### Saved data entries
PR #3355, opened 2025-06-07
Exclude agent from mesh (WIP)

0x00A5:

PR #3356, opened 2025-06-09
Exclude agent from mesh

DmitryDodzin:
Building on top of #3355

### DIFF
--- a/mirrord/agent/iptables/src/lib.rs
+++ b/mirrord/agent/iptables/src/lib.rs
@@ -10,7 +10,11 @@ use tracing::{warn, Level};
 use crate::{
     error::IPTablesResult,
     flush_connections::FlushConnections,
-    mesh::{exclusion::WithMeshExclusion, istio::AmbientRedirect, MeshRedirect, MeshVendorExt},
+    mesh::{
+        exclusion::{MeshExclusion, WithMeshExclusion},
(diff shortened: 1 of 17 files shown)


mirrord/agent/iptables/src/lib.rs
```diff
@@ -212,6 +218,11 @@ where
             redirect = Redirects::FlushConnections(FlushConnections::create(Box::new(redirect))?)
         }
 
+        if with_mesh_exclusion {
+            redirect =
+                Redirects::WithMeshExclusion(WithMeshExclusion::create(ipt, Box::new(redirect))?)
+        }
+
```
0x00A5: Maybe worth leaving a comment that this order must not change, i.e. `WithMeshExclusion` stays in the outer layer, or else `Redirect::exclusion` will return `None`. WDYT? Same with `Redirect::load`.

### EXERCISE INSTRUCTIONS
Return every entry above with nothing altered.

### YOUR RESPONSE
PR #3355, opened 2025-06-07
Exclude agent from mesh (WIP)

0x00A5:

PR #3356, opened 2025-06-09
Exclude agent from mesh

DmitryDodzin:
Building on top of #3355

### DIFF
--- a/mirrord/agent/iptables/src/lib.rs
+++ b/mirrord/agent/iptables/src/lib.rs
@@ -10,7 +10,11 @@ use tracing::{warn, Level};
 use crate::{
     error::IPTablesResult,
     flush_connections::FlushConnections,
-    mesh::{exclusion::WithMeshExclusion, istio::AmbientRedirect, MeshRedirect, MeshVendorExt},
+    mesh::{
+        exclusion::{MeshExclusion, WithMeshExclusion},
(diff shortened: 1 of 17 files shown)


mirrord/agent/iptables/src/lib.rs
```diff
@@ -212,6 +218,11 @@ where
             redirect = Redirects::FlushConnections(FlushConnections::create(Box::new(redirect))?)
         }
 
+        if with_mesh_exclusion {
+            redirect =
+                Redirects::WithMeshExclusion(WithMeshExclusion::create(ipt, Box::new(redirect))?)
+        }
+
```
0x00A5: Maybe worth leaving a comment that this order must not change, i.e. `WithMeshExclusion` stays in the outer layer, or else `Redirect::exclusion` will return `None`. WDYT? Same with `Redirect::load`.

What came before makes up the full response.